PR #1561, opened 2023-01-25
HAMT iteration

alexytsu:
A more general approach for iteration

Spiked in the HAMT library, showing skipping of nodes that are definitely "smaller" than a particular starting node

This technique should also work for the AMT. 

This API specifies a `max` number of values traversed, rather than nodes visited/expanded. Nodes visited/expanded can probably be passed back through the closure to the caller in order for the predicate to terminate iteration at a certain point if needed.

### DIFF
--- a/ipld/hamt/src/node.rs
+++ b/ipld/hamt/src/node.rs
@@ -534,6 +534,36 @@ where
             let mut new_path = Vec::from(curr_path);
             new_path.push(i);
 
+            // if new_path is larger at any point, don't skip
+            let mut skip = None;
+            for (new, gate) in new_path.iter().zip(start_at.iter()) {
+                match new.cmp(gate) {
+                    std::cmp::Ordering::Less => {
+                        // if new_path is smaller at any point, skip
+                        skip = Some(true);
+                        break;
+                    }
+                    std::cmp::Ordering::Equal => {}
+                    std::cmp::Ordering::Greater => {
+                        // if new_path is greater at any point, definitely explore
+                        skip = Some(false);
+                        break;
+                    }
+                }
+            }
+
+            match skip {
+                // told to skip
+                Some(true) => {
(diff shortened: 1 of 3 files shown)


ipld/hamt/src/node.rs
```diff
@@ -507,4 +507,126 @@ where
...
+                // told to skip
+                Some(true) => {
+                    println!("Skipping {:?}", new_path);
+                    continue;
+                }
+                // told to not skip
+                Some(false) => {}
+                // matches so far, we are along the parent path so keep exploring
+                None => {}
+            }
```
alexytsu, line 565: needs to be refactored/tidied up and tested more thoroughly

ipld/hamt/src/node.rs
```diff
@@ -507,4 +507,126 @@ where
...
+    // returns number of values traversed in the subtree
+    pub(crate) fn for_each_while<S, F>(
+        &self,
+        store: &S,
+        start_at: &[u8],
+        curr_path: &[u8],
+        limit: u64,
+        conf: &Config,
+        f: &mut F,
+    ) -> Result<u64, Error>
```
alexytsu, line 520: needs to return the path of the final node traversed

ipld/hamt/src/node.rs
```diff
@@ -507,4 +507,126 @@ where
             Err(err) => Err(err),
         }
     }
+
+    // returns number of values traversed in the subtree
+    pub(crate) fn for_each_while<S, F>(
+        &self,
+        store: &S,
+        start_at: &[u8],
```
alexytsu, line 515: range start needs an opaque type

alexytsu:
While in proof-of-concept, I'll be working here https://github.com/helix-onchain/ref-fvm/pull/3

PR #1629, opened 2023-02-02
EVM: apply read-only early and reject events

### LINKED ISSUE #1624: FVM: Fail early when read-only
Currently, we fail when we actually try to update state. However, now that we're charging for actor reads/writes in various places, it would be better to fail _early_. #1521 exposes a `is_read_only` method on the call manager, and we should use that in:

1. `Kernel::set_root`.
2. `Kernel::emit_event`.
3. `Kernel::create_actor`.
4. `CallManager::send` when the value is greater than 0.
5. `CallManager::send` when auto-creating actors.

### LINKED ISSUE #1628: FIP: Reject events when read-only

Stebalien:
This moves read-only handling from inside the state-tree to the kernel, and rejects events when read-only.

I originally put it inside the state-tree to simplify things, but it meant that that the read-only state only got applied at the end, and somewhat inconsistently:

1. Non-zero value transfers to self technically worked.
2. Gas was charged up to the first time a state-update was attempted.

Now, read-only is applied in the kernel _except_ when automatically creating new actors on send (because we don't know if it exists yet).

fixes #1628
fixes #1624

### DIFF
--- a/fvm/src/call_manager/default.rs
+++ b/fvm/src/call_manager/default.rs
@@ -174,6 +174,7 @@ where
         params: Option<Block>,
         value: &TokenAmount,
         gas_limit: Option<Gas>,
+        read_only: bool,
     ) -> Result<InvocationResult>
     where
         K: Kernel<CallManager = Self>,
@@ -196,8 +197,9 @@ where
             self.gas_tracker.push_limit(limit);
         }
 
-        let mut result =
-            self.with_stack_frame(|s| s.send_unchecked::<K>(from, to, method, params, value));
+        let mut result = self.with_stack_frame(|s| {
+            s.send_unchecked::<K>(from, to, method, params, value, read_only)
+        });
 
         // If we pushed a limit, pop it.
         if gas_limit.is_some() {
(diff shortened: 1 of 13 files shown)


fvm/src/call_manager/default.rs
```diff
@@ -617,12 +616,18 @@ where
             Some(addr) => addr,
             None => match to.payload() {
                 Payload::BLS(_) | Payload::Secp256k1(_) => {
+                    if read_only {
```
Stebalien, line 619: Checked after checking the payload type so we return "not found" before "read only".

fvm/src/kernel/default.rs
```diff
@@ -371,11 +388,11 @@ where
         }
 
         // Send.
-        let result = self
-            .call_manager
-            .with_transaction(flags.read_only(), |cm| {
-                cm.send::<Self>(from, *recipient, method, params, value, gas_limit)
-            })?;
+        let result = self.call_manager.with_transaction(|cm| {
+            cm.send::<Self>(
```
Stebalien, line 392: So, technically, instead of passing a "read-only" flag, we could change the kernel's type into a read-only kernel. But it just doesn't seem worth it.

arajasek (approved):

PR #1630, opened 2023-02-02
feat: remove negative gas charges everywhere

Stebalien:
This removes negative gas charges and makes gas a u64. Motivations:

1. We (finally) no longer have negative gas charges.
2. This makes it easier to reason about gas and ensure that gas never goes "backwards".

If the gas limit starts above i64::MAX _milligas_, we saturate it to i64::MAX.

### DIFF
--- a/fvm/src/gas/mod.rs
+++ b/fvm/src/gas/mod.rs
@@ -20,7 +20,7 @@ mod outputs;
 mod price_list;
 mod timer;
 
-pub const MILLIGAS_PRECISION: i64 = 1000;
+pub const MILLIGAS_PRECISION: u64 = 1000;
 
 /// A typesafe representation of gas (internally stored as milligas).
 ///
@@ -29,7 +29,7 @@ pub const MILLIGAS_PRECISION: i64 = 1000;
 ///   by gas).
 /// - Makes it harder to confuse gas and milligas.
 #[derive(Hash, Eq, PartialEq, Ord, PartialOrd, Copy, Clone, Default)]
-pub struct Gas(i64 /* milligas */);
+pub struct Gas(u64 /* milligas */);
 
 impl Debug for Gas {
     fn fmt(&self, f: &mut std::fmt::Formatter<'_>) -> std::fmt::Result {
@@ -60,37 +60,32 @@ impl Display for Gas {
 impl Gas {
     /// Construct a `Gas` from milligas.
     #[inline]
-    pub const fn from_milligas(milligas: i64) -> Gas {
+    pub const fn from_milligas(milligas: u64) -> Gas {
         Gas(milligas)
     }
 
-    /// Construct a `Gas` from gas, scaling up. If this exceeds the width of an i64, it saturates at
-    /// `i64::MAX` milligas.
+    /// Construct a `Gas` from gas, scaling up. If this exceeds the width of a u64, it saturates at
+    /// `u64::MAX` milligas.
     #[inline]
-    pub const fn new(gas: i64) -> Gas {
+    pub const fn new(gas: u64) -> Gas {
         Gas(gas.saturating_mul(MILLIGAS_PRECISION))
-    }
-
-    #[inline]
-    pub const fn is_saturated(&self) -> bool {
-        self.0 == i64::MAX
     }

|---|

WHAT YOU HAVE TO DO: Extract the data exactly as given.

SOLUTION TO THIS PROBLEM:
PR #1561, opened 2023-01-25
HAMT iteration

alexytsu:
A more general approach for iteration

Spiked in the HAMT library, showing skipping of nodes that are definitely "smaller" than a particular starting node

This technique should also work for the AMT. 

This API specifies a `max` number of values traversed, rather than nodes visited/expanded. Nodes visited/expanded can probably be passed back through the closure to the caller in order for the predicate to terminate iteration at a certain point if needed.

### DIFF
--- a/ipld/hamt/src/node.rs
+++ b/ipld/hamt/src/node.rs
@@ -534,6 +534,36 @@ where
             let mut new_path = Vec::from(curr_path);
             new_path.push(i);
 
+            // if new_path is larger at any point, don't skip
+            let mut skip = None;
+            for (new, gate) in new_path.iter().zip(start_at.iter()) {
+                match new.cmp(gate) {
+                    std::cmp::Ordering::Less => {
+                        // if new_path is smaller at any point, skip
+                        skip = Some(true);
+                        break;
+                    }
+                    std::cmp::Ordering::Equal => {}
+                    std::cmp::Ordering::Greater => {
+                        // if new_path is greater at any point, definitely explore
+                        skip = Some(false);
+                        break;
+                    }
+                }
+            }
+
+            match skip {
+                // told to skip
+                Some(true) => {
(diff shortened: 1 of 3 files shown)


ipld/hamt/src/node.rs
```diff
@@ -507,4 +507,126 @@ where
...
+                // told to skip
+                Some(true) => {
+                    println!("Skipping {:?}", new_path);
+                    continue;
+                }
+                // told to not skip
+                Some(false) => {}
+                // matches so far, we are along the parent path so keep exploring
+                None => {}
+            }
```
alexytsu, line 565: needs to be refactored/tidied up and tested more thoroughly

ipld/hamt/src/node.rs
```diff
@@ -507,4 +507,126 @@ where
...
+    // returns number of values traversed in the subtree
+    pub(crate) fn for_each_while<S, F>(
+        &self,
+        store: &S,
+        start_at: &[u8],
+        curr_path: &[u8],
+        limit: u64,
+        conf: &Config,
+        f: &mut F,
+    ) -> Result<u64, Error>
```
alexytsu, line 520: needs to return the path of the final node traversed

ipld/hamt/src/node.rs
```diff
@@ -507,4 +507,126 @@ where
             Err(err) => Err(err),
         }
     }
+
+    // returns number of values traversed in the subtree
+    pub(crate) fn for_each_while<S, F>(
+        &self,
+        store: &S,
+        start_at: &[u8],
```
alexytsu, line 515: range start needs an opaque type

alexytsu:
While in proof-of-concept, I'll be working here https://github.com/helix-onchain/ref-fvm/pull/3

PR #1629, opened 2023-02-02
EVM: apply read-only early and reject events

### LINKED ISSUE #1624: FVM: Fail early when read-only
Currently, we fail when we actually try to update state. However, now that we're charging for actor reads/writes in various places, it would be better to fail _early_. #1521 exposes a `is_read_only` method on the call manager, and we should use that in:

1. `Kernel::set_root`.
2. `Kernel::emit_event`.
3. `Kernel::create_actor`.
4. `CallManager::send` when the value is greater than 0.
5. `CallManager::send` when auto-creating actors.

### LINKED ISSUE #1628: FIP: Reject events when read-only

Stebalien:
This moves read-only handling from inside the state-tree to the kernel, and rejects events when read-only.

I originally put it inside the state-tree to simplify things, but it meant that that the read-only state only got applied at the end, and somewhat inconsistently:

1. Non-zero value transfers to self technically worked.
2. Gas was charged up to the first time a state-update was attempted.

Now, read-only is applied in the kernel _except_ when automatically creating new actors on send (because we don't know if it exists yet).

fixes #1628
fixes #1624

### DIFF
--- a/fvm/src/call_manager/default.rs
+++ b/fvm/src/call_manager/default.rs
@@ -174,6 +174,7 @@ where
         params: Option<Block>,
         value: &TokenAmount,
         gas_limit: Option<Gas>,
+        read_only: bool,
     ) -> Result<InvocationResult>
     where
         K: Kernel<CallManager = Self>,
@@ -196,8 +197,9 @@ where
             self.gas_tracker.push_limit(limit);
         }
 
-        let mut result =
-            self.with_stack_frame(|s| s.send_unchecked::<K>(from, to, method, params, value));
+        let mut result = self.with_stack_frame(|s| {
+            s.send_unchecked::<K>(from, to, method, params, value, read_only)
+        });
 
         // If we pushed a limit, pop it.
         if gas_limit.is_some() {
(diff shortened: 1 of 13 files shown)


fvm/src/call_manager/default.rs
```diff
@@ -617,12 +616,18 @@ where
             Some(addr) => addr,
             None => match to.payload() {
                 Payload::BLS(_) | Payload::Secp256k1(_) => {
+                    if read_only {
```
Stebalien, line 619: Checked after checking the payload type so we return "not found" before "read only".

fvm/src/kernel/default.rs
```diff
@@ -371,11 +388,11 @@ where
         }
 
         // Send.
-        let result = self
-            .call_manager
-            .with_transaction(flags.read_only(), |cm| {
-                cm.send::<Self>(from, *recipient, method, params, value, gas_limit)
-            })?;
+        let result = self.call_manager.with_transaction(|cm| {
+            cm.send::<Self>(
```
Stebalien, line 392: So, technically, instead of passing a "read-only" flag, we could change the kernel's type into a read-only kernel. But it just doesn't seem worth it.

arajasek (approved):

PR #1630, opened 2023-02-02
feat: remove negative gas charges everywhere

Stebalien:
This removes negative gas charges and makes gas a u64. Motivations:

1. We (finally) no longer have negative gas charges.
2. This makes it easier to reason about gas and ensure that gas never goes "backwards".

If the gas limit starts above i64::MAX _milligas_, we saturate it to i64::MAX.

### DIFF
--- a/fvm/src/gas/mod.rs
+++ b/fvm/src/gas/mod.rs
@@ -20,7 +20,7 @@ mod outputs;
 mod price_list;
 mod timer;
 
-pub const MILLIGAS_PRECISION: i64 = 1000;
+pub const MILLIGAS_PRECISION: u64 = 1000;
 
 /// A typesafe representation of gas (internally stored as milligas).
 ///
@@ -29,7 +29,7 @@ pub const MILLIGAS_PRECISION: i64 = 1000;
 ///   by gas).
 /// - Makes it harder to confuse gas and milligas.
 #[derive(Hash, Eq, PartialEq, Ord, PartialOrd, Copy, Clone, Default)]
-pub struct Gas(i64 /* milligas */);
+pub struct Gas(u64 /* milligas */);
 
 impl Debug for Gas {
     fn fmt(&self, f: &mut std::fmt::Formatter<'_>) -> std::fmt::Result {
@@ -60,37 +60,32 @@ impl Display for Gas {
 impl Gas {
     /// Construct a `Gas` from milligas.
     #[inline]
-    pub const fn from_milligas(milligas: i64) -> Gas {
+    pub const fn from_milligas(milligas: u64) -> Gas {
         Gas(milligas)
     }
 
-    /// Construct a `Gas` from gas, scaling up. If this exceeds the width of an i64, it saturates at
-    /// `i64::MAX` milligas.
+    /// Construct a `Gas` from gas, scaling up. If this exceeds the width of a u64, it saturates at
+    /// `u64::MAX` milligas.
     #[inline]
-    pub const fn new(gas: i64) -> Gas {
+    pub const fn new(gas: u64) -> Gas {
         Gas(gas.saturating_mul(MILLIGAS_PRECISION))
-    }
-
-    #[inline]
-    pub const fn is_saturated(&self) -> bool {
-        self.0 == i64::MAX
     }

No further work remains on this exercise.